World′s tallest elevator tower rises in Rottweil, Germany (2015) - Tomte
http://www.dw.com/en/worlds-tallest-elevator-tower-rises-in-rottweil-germany/a-18527286
======
mikejarema
Official site for the tower: [https://testturm.thyssenkrupp-
elevator.com/en/](https://testturm.thyssenkrupp-elevator.com/en/)
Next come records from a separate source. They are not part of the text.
PR #2356, opened 2024-02-10
doc: instructions of profiling with tracy.

crupest:
Add documentation of instructions of profiling neovide with tracy.

This is the first time I write docs for public. Please point out any spelling or grammar mistakes or inappropriate voice, etc.

### DIFF
--- a/website/docs/troubleshooting.md
+++ b/website/docs/troubleshooting.md
@@ -36,3 +36,63 @@
     mixed refresh rate out of the box), if so,that's because X11 does not support mixed refresh
     rate well. You may be able to fix this through your compositor or by switching to wayland.
     As a temporary work around, you may set `g:neovide_refresh_rate` to the lower value.
+
+## Performance Profiling
+
+If you encounter a performance problem like frame rate stuttering, besides attaching a log file
+when reporting bugs, [tracy](https://github.com/wolfpld/tracy) profiling data will also be very
+useful and can usually help developers to troubleshoot the bug much faster. Here is how you can
+collect tracy data.
+
+1. *Install tracy.* Windows users can download it at
+[its GitHub release page](https://github.com/wolfpld/tracy/releases). Linux and macOS users can
+install it with package manager. Otherwise, you may have to build it yourself following tracy
+docs.
+
+2. *Build a profiling version of Neovide.* Follow
+[the installation page](https://neovide.dev/installation.html) to install all required
+dependencies and Rust SDK. Download or clone
+[source code of Neovide](https://github.com/neovide/neovide). Build it with following commands.
+Note that you need to specify **both** `--profile profiling` and `--features profiling`, so that
+Neovide is built for a profiling version. Or, you can skip these commands, and let `cargo run`
+in step 5 build it automatically before running.
+
+    ```sh
+    cd [neovide-source-dir]
+    cargo build --profile profiling --features profiling
+    ```
+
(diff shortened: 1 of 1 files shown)


website/docs/troubleshooting.md
```diff
@@ -36,3 +36,59 @@
...
+reporting bugs, [tracy](https://github.com/wolfpld/tracy) profiling data will also be very useful and
+can usually help developers to troubleshoot the bug much faster. Here is how you can collect tracy data.
+
+1. Install tracy. Windows users can download it at
+[its GitHub release page](https://github.com/wolfpld/tracy/releases). Linux and macOS users can install
+it with package manager. Otherwise, you may have to build it yourself following tracy docs.
+
+2. Install [Rust SDK](https://www.rust-lang.org).
+
+3. Download or clone [source code of Neovide](https://github.com/neovide/neovide). Build it with
```
fredizzimo, line 52: I think we can remove the build instructions here. Since `cargo run` will automatically build, and it simplifies the steps needed.

website/docs/troubleshooting.md
```diff
@@ -36,3 +36,59 @@
...
+
+If you encounter a performance problem like frame rate stuttering, besides attaching a log file when
+reporting bugs, [tracy](https://github.com/wolfpld/tracy) profiling data will also be very useful and
+can usually help developers to troubleshoot the bug much faster. Here is how you can collect tracy data.
+
+1. Install tracy. Windows users can download it at
+[its GitHub release page](https://github.com/wolfpld/tracy/releases). Linux and macOS users can install
+it with package manager. Otherwise, you may have to build it yourself following tracy docs.
+
+2. Install [Rust SDK](https://www.rust-lang.org).
```
fredizzimo, line 50: I think we should also refer to this page https://neovide.dev/installation.html#installation, for more prerequisites for building from source

fredizzimo (commented):
Thank you, this is great, I have been thinking about writing this for a long time, so it's easier to ask for more information about performance releated problems.

website/docs/troubleshooting.md
crupest: I did consider about this. But I worry that people wait for a long time of building after starting tracy and before starting neovide, which might be some kind wired (I think). So I instruct people to build Neovide here, so that they can first ensure Neovide is built successfully, and then just run a good Neovide after starting tracy.

I think I can add a note about this. And I don't think an extra step can bother too much.

website/docs/troubleshooting.md
crupest: Done!

crupest:
> Thank you, this is great, I have been thinking about writing this for a long time, so it's easier to ask for more information about performance releated problems.

That's why I write this. I have seen so many people report performance issue like FPS stuttering. But without some trace log, we can only do very limit things. So this should be a good start!

website/docs/troubleshooting.md
crupest: Emmm, now I think there are a lot of steps. It might stop people from doing this. I think I can squash some steps to make it neater.

crupest: I have merged some steps and now it should look neater and more structural.

fredizzimo:
Thank you!. This looks good, we can improve later, if it looks like people have problems following the instructions.

falcucci:
this is great indeed!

Has some decent shots that show what it looks like finished, when viewed from
Rottweil, and the conference rooms (!) contained within.

------
dbcurtis
KONE's test tower is 300m, but it goes down an old mine shaft, so technically
not the "tallest" :)

First link I google'd up:
[https://www.youtube.com/watch?v=nGRMY-9a-tw](https://www.youtube.com/watch?v=nGRMY-9a-tw)

------
rurban
The locals were also very keen to test the elevators:
[https://plus.google.com/photos/photo/102130165946129620198/6...](https://plus.google.com/photos/photo/102130165946129620198/6565896745822093794)

------
fjni
I was flying in the area this past summer, and took a spin around it. Just in
the middle of nowhere, there's this tower:
[https://cl.ly/463e9f3eaeab](https://cl.ly/463e9f3eaeab)

------
sevensor
From this article, I learned of the terrifying paternoster lift. I would
rather take the stairs.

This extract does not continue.